- [YOUR TASK]: Restate exactly, and only, the lines spanning from the one with "--- a/policies/all-tasks.yaml" to the end of the records below.

[Collected data entries]
▼
PR #814, opened 2024-02-15
Enable step_image_registries check for Tasks

lcarva:
This PR includes two commits:

1. Enable step_image_registries check for Tasks
    > This commit effectively enables the step_image_registries[1] policy rules on the Task definitions in this repo.
    > Since some Tasks do not yet comply with some of those policy rules, exceptions are added for those cases. 
    > Enabling this check now should help prevent new violations from being introduced.
    >
    > Since the policy now includes a very specific exclusion list for this
    > repo, the policy itself is now defined here.
    > 
    > Ref: https://issues.redhat.com/browse/EC-374
    > 
    > [1] https://enterprisecontract.dev/docs/ec-policies/task_policy.html#step_image_registries_package
2. Disable gitInitImage param from git-clone Task
    > This was missed in [STONEBLD-2109](https://issues.redhat.com/browse/STONEBLD-2109).

### DIFF
--- a/.tekton/tasks/ec-checks.yaml
+++ b/.tekton/tasks/ec-checks.yaml
@@ -33,7 +33,7 @@ spec:
       args=${files[*]/#/--file }
       echo "[DEBUG] Files parameter: ${args[*]}"
 
-      policy='enterprise-contract-service/redhat-trusted-tasks'
+      policy='./policies/all-tasks.yaml'
 
       ec validate input --policy "${policy}" --output yaml --strict=true ${args[*]}
   - name: validate-build-tasks
--- a/policies/all-tasks.yaml
+++ b/policies/all-tasks.yaml
@@ -1,0 +1,19 @@
+---
+# These policies are meant to be applied to all of the Tasks in this repo.
+sources:
+  - policy:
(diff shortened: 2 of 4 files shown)


lcarva:
cc @chmeliik , @rcerven

lcarva:
yaml lint is failing (unrelated to the changes in this PR). https://github.com/redhat-appstudio/build-definitions/pull/815 fixes it.

chmeliik (approved):
LGTM :+1:

chmeliik:
Related to the step_image_registries check, I'll mention that the rpm-ostree task gets away with having a [configurable image](https://github.com/redhat-appstudio/build-definitions/blob/101e6883ad546fdf4a55662394450a16a1738885/task/rpm-ostree/0.1/rpm-ostree.yaml#L18-L23), because it uses it in a much more [obfuscated way](https://github.com/redhat-appstudio/build-definitions/blob/101e6883ad546fdf4a55662394450a16a1738885/task/rpm-ostree/0.1/rpm-ostree.yaml#L132). Per discussions in Slack, the use case is valid but may need some special treatment

lcarva:
Ack. We have https://issues.redhat.com/browse/EC-415 for handling that particular task.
▲
- [RESULT]:
--- a/policies/all-tasks.yaml
+++ b/policies/all-tasks.yaml
@@ -1,0 +1,19 @@
+---
+# These policies are meant to be applied to all of the Tasks in this repo.
+sources:
+  - policy:
(diff shortened: 2 of 4 files shown)


lcarva:
cc @chmeliik , @rcerven

lcarva:
yaml lint is failing (unrelated to the changes in this PR). https://github.com/redhat-appstudio/build-definitions/pull/815 fixes it.

chmeliik (approved):
LGTM :+1:

chmeliik:
Related to the step_image_registries check, I'll mention that the rpm-ostree task gets away with having a [configurable image](https://github.com/redhat-appstudio/build-definitions/blob/101e6883ad546fdf4a55662394450a16a1738885/task/rpm-ostree/0.1/rpm-ostree.yaml#L18-L23), because it uses it in a much more [obfuscated way](https://github.com/redhat-appstudio/build-definitions/blob/101e6883ad546fdf4a55662394450a16a1738885/task/rpm-ostree/0.1/rpm-ostree.yaml#L132). Per discussions in Slack, the use case is valid but may need some special treatment

lcarva:
Ack. We have https://issues.redhat.com/browse/EC-415 for handling that particular task.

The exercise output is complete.